1

I have 300 million rows and 3 columns in pandas.
I want to pivot this to a wide format. I estimate that the total memory of in the Current long format is 9.6 GB. I arrived at this by doing 300,000,000 * 3 * 8 bytes per "cell".

I want to convert to a wide format with 1.9 million rows * 1000 columns.

I estimate that it should take 15.2 GB.

When I pivot, the memory usage goes to 64gb (Linux resource monitor) and the swap gets used to 30gb and then The ipython kernel dies, which I am assuming is an out of memory related death.

Am I correct that during the generation of a pivot table the RAM usage will spike to more than the 64 GB of RAM that my desktop has?
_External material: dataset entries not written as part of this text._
PR #204, opened 2019-06-08
Float global support

awortman-fastly:
Split from #196 into changes I'd be comfortable squashing together:

This adjusts globals to allow for a global exported by multiple names, and adds support for globals of type `f32` and `f64`. This is sufficient to get us spec-compliant for globals!

I noticed `lucet-analyze` was missing information about globals, so I added that as well.

This makes global values a union and adds some unsafe as a consequence, but my understanding is that type confusion of globals would requite wasm that doesn't validate, so this "only" would require additional unsafe code on the embedder's side. Since I imagine it's relatively unlikely to be prodding an instance's globals outside initialization, that seems acceptable vs the additional implementation complexity of separating out globals by type.

### DIFF
--- a/lucetc/src/decls.rs
+++ b/lucetc/src/decls.rs
@@ -267,25 +267,42 @@ impl<'a> ModuleDecls<'a> {
         for ix in 0..info.globals.len() {
             let ix = GlobalIndex::new(ix);
             let g_decl = info.globals.get(ix).unwrap();
-            let g_import = info.imported_globals.get(ix);
-            let g_variant = if let Some((module, field)) = g_import {
-                GlobalVariant::Import { module, field }
-            } else {
-                let init_val = match g_decl.entity.initializer {
-                    // Need to fix global spec in ModuleData and the runtime to support more:
-                    GlobalInit::I32Const(i) => i as i64,
-                    GlobalInit::I64Const(i) => i,
-                    _ => Err(format_err!(
-                        "non-integer global initializer: {:?}",
-                        g_decl.entity
-                    ))
-                    .context(LucetcErrorKind::Unsupported)?,
-                };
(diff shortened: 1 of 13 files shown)


lucetc/src/decls.rs
```diff
@@ -267,25 +267,42 @@ impl<'a> ModuleDecls<'a> {
...
+                        }
+                    } else {
+                        // This WASM restriction may be loosened in the future:
+                        Err(format_err!("invalid global declarations: global {} is initialized by referencing another global value, but the referenced global is not an import", ix.as_u32()))
+                        .context(LucetcErrorKind::TranslatingModule)
+                    }
+                }
+                GlobalInit::Import => {
+                    if let Some((module, field)) = info.imported_globals.get(ix) {
+                        Ok(GlobalVariant::Import { module, field })
```
awortman-fastly: This turns import globals into a runtime error for the moment. It probably makes sense to run `module` and `field` through the same name mapping as functions (eg `bindings.json`) but aside from spec tests it seems like the most common use of globals would be to import from other modules, which is also something lucet-runtime does not yet support.

pchickey: Yes, we need to figure out the design changes to lucet-runtime for import globals, memories, tables etc - right now import functions is special cased to use the linker, which is also not always possible or useful. So I think we should continue to defer that to a runtime error. This looks like the correct implementation for the compiler.

awortman-fastly: I totally imagine an argument for embedding-provided globals, so there might be a path where this grows in the same way `ImportFunction` has a new field in #203. But maybe by then we'll support loading multiple wasm modules, and embedder context is just a wasm-module-looking thing. Ah, the problems of tomorrow!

Why does generating a pivot table exceed system RAM?

user798719
  • 9,619
  • 25
  • 84
  • 123
  • Why are you estimating the size of your current table? That sounds like you have a csv, not a pandas table. In my experience, 2GB of csv data took ~14GB to load, and 3GB to maintain in memory after loading: and this was after optimizing. Without optimization I'd exceed 24GB of RAM/swap and python would crash. – TemporalWolf Aug 07 '17 at 09:44
  • you may want to take a loot at [this](https://stackoverflow.com/questions/29439589/how-to-create-a-pivot-table-on-extremely-large-dataframes-in-pandas) – Nullman Aug 07 '17 at 09:57

1 Answers1

0

If you're using DataFrame.pivot_table(), try using DataFrame.pivot() instead, it has much smaller memory consumption and is also faster. This solution is only possible if you're not using a custom aggregation function to construct you pivot table and if the tuple of columns you're pivoting on don't have redundant combinations.